--- GIVEN RECORDS ---

PR #1752, opened 2021-04-18
Retry tests on SQLError 

pepeiborra:
The PR does a few things: 

- All the ghcide tests now run in-process using `runServerWithHandles`
- The tests now send logs to the LSP stream. This seems the only reasonable thing to do, but I'm open to other ideas
- The tests now retry once on `SQLError`, after a 1s sleep. This should hopefully help with #1430 
- The ghcide binary is no longer tested. This is fine - the ghcide README states that the ghcide binary is unsupported

PR #1823, opened 2021-05-12
Extract fourmolu plugin into a standalone package

gustavoavena:
## What
Extract fourmolu plugin to a standalone package. 
Similar to what was done for stylish-haskell (#1604) and brittany (#1422) plugins.

#### RFC: Test case in `Progress.hs`
**TL;DR:** is it ok to leave the progress tests case from fourmolu plugin where it is?

I'm basing this PR on the ones that did the same for stylish-haskell (#1604) and brittany (#1422). I moved the functional tests from the `Format` test suite the same way, but unlike stylish-haskell and brittany, fourmolu has a test case in `window/workDoneProgress` test suite (in `test/functional/Progress.hs`). 

My initial plan was to extract it to the fourmolu test suite, but it depends on some things from utility modules that are not visible to the new fourmolu test suite (e.g. `hlsCommand` from `Test.Hls.Command`).

It seems that to extract it, I would need to move some things around to avoid adding a dependency from the new test suite to the functional test suite. Since I wanted to avoid making bigger changes on my first PR, I wanted to double check if extracting that one test case is necessary, **if it's passing as is**.


nix/default.nix
```diff
@@ -32,6 +32,7 @@ let
             hls-test-utils = gitignoreSource ../hls-test-utils;
             hls-brittany-plugin = gitignoreSource ../plugins/hls-brittany-plugin;
             hls-stylish-haskell-plugin = gitignoreSource ../plugins/hls-stylish-haskell-plugin;
+            hls-stylish-haskell-plugin = gitignoreSource ../plugins/hls-fourmolul-plugin;
```
berberman, line 35:
```suggestion
            hls-fourmolul-plugin = gitignoreSource ../plugins/hls-fourmolul-plugin;
```

haskell-language-server.cabal
```diff
@@ -258,10 +258,7 @@ common floskell
 
 common fourmolu
   if flag(fourmolu) || flag(all-formatters)
-    hs-source-dirs: plugins/default/src
-    other-modules: Ide.Plugin.Fourmolu
-    build-depends: fourmolu                 ^>=0.3
-    cpp-options: -Dfourmolu
```
berberman, line 264: We still need `cpp-options: -Dfourmolu` to control whether HLS wires this plugin in Main

pepeiborra:
> My initial plan was to extract it to the fourmolu test suite, but it depends on some things from utility modules that are not visible to the new fourmolu test suite (e.g. hlsCommand from Test.Hls.Command). It seems that to extract it, I would need to move some things around to avoid adding a dependency from the new test suite to the functional test suite. Since I wanted to avoid making bigger changes on my first PR, I wanted to double check if extracting that one test case is necessary, if it's passing as is.

@gustavoavena can you specify what needs to be moved? Maybe some tests need to be refactored instead.
@berberman how difficult is it to extract the tests? I would think it should be pretty easy after your recent changes introducing his-test-utils.

gustavoavena:
> @gustavoavena can you specify what needs to be moved? Maybe some tests need to be refactored instead.
One thing would be `hlsCommand` (from `Test.Hls.Command`). `formatLspConfig` and `progressCaps` are also  used by the test case.

I'm not very familiar with the code, but maybe refactoring the `runServer*` functions in `Test.Hls` to provide one that we could use for this test case would also work.

berberman:
The purpose of `hls-test-utils` is to decouple plugins test suite with HLS executable, and we should never use `hlsCommand` in plugin packages. `hlsCommand` will be removed finally when we migrate all HLS tests (run them in the same process, without building server executable first), but it seems to take a bit more work to do (#1752). 

Moreover, now there are some test suites in HLS referencing plugins' test data, e.g. `Prograss` mentioned above:

https://github.com/haskell/haskell-language-server/blob/bb999054b1703b196f05f8d0cddcc23709a02d86/test/functional/Progress.hs#L32-L53

Which is a bit hacky but works. Unfortunately, I don't have a good idea so far.

@gustavoavena Could you try changing the path `"test/testdata/format"` to  your extracted test data, like eval plugin, and leaving other things in `Prograss` unchanged? P.S. There might be other HLS test suites like `Prograss` which reference fourmolu test data, and you'll need change them as well.

plugins/hls-fourmolu-plugin/hls-fourmolu-plugin.cabal
```diff
@@ -0,0 +1,60 @@
...
+    , base
+    , bytestring
+    , hls-fourmolu-plugin
+    , text
+    , data-default
+    , hspec-expectations
+    , lens
+    , ghcide
+    , filepath
+    , hls-test-utils ^>= 1.0.0.0
```
berberman, line 54:
```suggestion
    , hls-test-utils ^>= 1.0
```

berberman (approved):
LGTM, thank you!

test/functional/Format.hs
```diff
@@ -16,46 +16,45 @@ import           Test.Hls.Command
...
 providerTests :: TestTree
 providerTests = testGroup "formatting provider" [
-    testCase "respects none" $ runSessionWithConfig (formatConfig "none") hlsCommand fullCaps "test/testdata/format" $ do
+    testCase "respects none" $ runSessionWithConfig (formatConfig "none") hlsCommand fullCaps fourmoluTestDataDir $ do
         doc <- openDoc "Format.hs" "haskell"
         resp <- request STextDocumentFormatting $ DocumentFormattingParams Nothing doc (FormattingOptions 2 True Nothing Nothing Nothing)
         liftIO $ resp ^. LSP.result @?= Left (ResponseError InvalidRequest "No plugin enabled for STextDocumentFormatting, available: []" Nothing)
 
-    ,  testCase "respects initial" $ runSessionWithConfig (formatConfig "floskell") hlsCommand fullCaps "test/testdata/format" $ do
+    ,  testCase "respects initial" $ runSessionWithConfig (formatConfig "floskell") hlsCommand fullCaps fourmoluTestDataDir $ do
```
Ailrun, line 51: Since this `Format.hs` used for Floskell and Ormolu tests, how about duplicating the file to the plugin and integrated test directory for these tests?

It looks a bit strange that this kind of test data dependency exists

gustavoavena: Sure. I see that you pushed a commit extracting the floskell plugin as well, so I'll do the same and copy the test files to the fourmolu test directory.

Ailrun (approved):
LGTM :)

---

▶ EXERCISE PROMPT: Retype the records that precede this task, keeping them exactly the same.

▶ RESPONSE FOR THIS EXERCISE:
PR #1752, opened 2021-04-18
Retry tests on SQLError 

pepeiborra:
The PR does a few things: 

- All the ghcide tests now run in-process using `runServerWithHandles`
- The tests now send logs to the LSP stream. This seems the only reasonable thing to do, but I'm open to other ideas
- The tests now retry once on `SQLError`, after a 1s sleep. This should hopefully help with #1430 
- The ghcide binary is no longer tested. This is fine - the ghcide README states that the ghcide binary is unsupported

PR #1823, opened 2021-05-12
Extract fourmolu plugin into a standalone package

gustavoavena:
## What
Extract fourmolu plugin to a standalone package. 
Similar to what was done for stylish-haskell (#1604) and brittany (#1422) plugins.

#### RFC: Test case in `Progress.hs`
**TL;DR:** is it ok to leave the progress tests case from fourmolu plugin where it is?

I'm basing this PR on the ones that did the same for stylish-haskell (#1604) and brittany (#1422). I moved the functional tests from the `Format` test suite the same way, but unlike stylish-haskell and brittany, fourmolu has a test case in `window/workDoneProgress` test suite (in `test/functional/Progress.hs`). 

My initial plan was to extract it to the fourmolu test suite, but it depends on some things from utility modules that are not visible to the new fourmolu test suite (e.g. `hlsCommand` from `Test.Hls.Command`).

It seems that to extract it, I would need to move some things around to avoid adding a dependency from the new test suite to the functional test suite. Since I wanted to avoid making bigger changes on my first PR, I wanted to double check if extracting that one test case is necessary, **if it's passing as is**.


nix/default.nix
```diff
@@ -32,6 +32,7 @@ let
             hls-test-utils = gitignoreSource ../hls-test-utils;
             hls-brittany-plugin = gitignoreSource ../plugins/hls-brittany-plugin;
             hls-stylish-haskell-plugin = gitignoreSource ../plugins/hls-stylish-haskell-plugin;
+            hls-stylish-haskell-plugin = gitignoreSource ../plugins/hls-fourmolul-plugin;
```
berberman, line 35:
```suggestion
            hls-fourmolul-plugin = gitignoreSource ../plugins/hls-fourmolul-plugin;
```

haskell-language-server.cabal
```diff
@@ -258,10 +258,7 @@ common floskell
 
 common fourmolu
   if flag(fourmolu) || flag(all-formatters)
-    hs-source-dirs: plugins/default/src
-    other-modules: Ide.Plugin.Fourmolu
-    build-depends: fourmolu                 ^>=0.3
-    cpp-options: -Dfourmolu
```
berberman, line 264: We still need `cpp-options: -Dfourmolu` to control whether HLS wires this plugin in Main

pepeiborra:
> My initial plan was to extract it to the fourmolu test suite, but it depends on some things from utility modules that are not visible to the new fourmolu test suite (e.g. hlsCommand from Test.Hls.Command). It seems that to extract it, I would need to move some things around to avoid adding a dependency from the new test suite to the functional test suite. Since I wanted to avoid making bigger changes on my first PR, I wanted to double check if extracting that one test case is necessary, if it's passing as is.

@gustavoavena can you specify what needs to be moved? Maybe some tests need to be refactored instead.
@berberman how difficult is it to extract the tests? I would think it should be pretty easy after your recent changes introducing his-test-utils.

gustavoavena:
> @gustavoavena can you specify what needs to be moved? Maybe some tests need to be refactored instead.
One thing would be `hlsCommand` (from `Test.Hls.Command`). `formatLspConfig` and `progressCaps` are also  used by the test case.

I'm not very familiar with the code, but maybe refactoring the `runServer*` functions in `Test.Hls` to provide one that we could use for this test case would also work.

berberman:
The purpose of `hls-test-utils` is to decouple plugins test suite with HLS executable, and we should never use `hlsCommand` in plugin packages. `hlsCommand` will be removed finally when we migrate all HLS tests (run them in the same process, without building server executable first), but it seems to take a bit more work to do (#1752). 

Moreover, now there are some test suites in HLS referencing plugins' test data, e.g. `Prograss` mentioned above:

https://github.com/haskell/haskell-language-server/blob/bb999054b1703b196f05f8d0cddcc23709a02d86/test/functional/Progress.hs#L32-L53

Which is a bit hacky but works. Unfortunately, I don't have a good idea so far.

@gustavoavena Could you try changing the path `"test/testdata/format"` to  your extracted test data, like eval plugin, and leaving other things in `Prograss` unchanged? P.S. There might be other HLS test suites like `Prograss` which reference fourmolu test data, and you'll need change them as well.

plugins/hls-fourmolu-plugin/hls-fourmolu-plugin.cabal
```diff
@@ -0,0 +1,60 @@
...
+    , base
+    , bytestring
+    , hls-fourmolu-plugin
+    , text
+    , data-default
+    , hspec-expectations
+    , lens
+    , ghcide
+    , filepath
+    , hls-test-utils ^>= 1.0.0.0
```
berberman, line 54:
```suggestion
    , hls-test-utils ^>= 1.0
```

berberman (approved):
LGTM, thank you!

test/functional/Format.hs
```diff
@@ -16,46 +16,45 @@ import           Test.Hls.Command
...
 providerTests :: TestTree
 providerTests = testGroup "formatting provider" [
-    testCase "respects none" $ runSessionWithConfig (formatConfig "none") hlsCommand fullCaps "test/testdata/format" $ do
+    testCase "respects none" $ runSessionWithConfig (formatConfig "none") hlsCommand fullCaps fourmoluTestDataDir $ do
         doc <- openDoc "Format.hs" "haskell"
         resp <- request STextDocumentFormatting $ DocumentFormattingParams Nothing doc (FormattingOptions 2 True Nothing Nothing Nothing)
         liftIO $ resp ^. LSP.result @?= Left (ResponseError InvalidRequest "No plugin enabled for STextDocumentFormatting, available: []" Nothing)
 
-    ,  testCase "respects initial" $ runSessionWithConfig (formatConfig "floskell") hlsCommand fullCaps "test/testdata/format" $ do
+    ,  testCase "respects initial" $ runSessionWithConfig (formatConfig "floskell") hlsCommand fullCaps fourmoluTestDataDir $ do
```
Ailrun, line 51: Since this `Format.hs` used for Floskell and Ormolu tests, how about duplicating the file to the plugin and integrated test directory for these tests?

It looks a bit strange that this kind of test data dependency exists

gustavoavena: Sure. I see that you pushed a commit extracting the floskell plugin as well, so I'll do the same and copy the test files to the fourmolu test directory.

Ailrun (approved):
LGTM :)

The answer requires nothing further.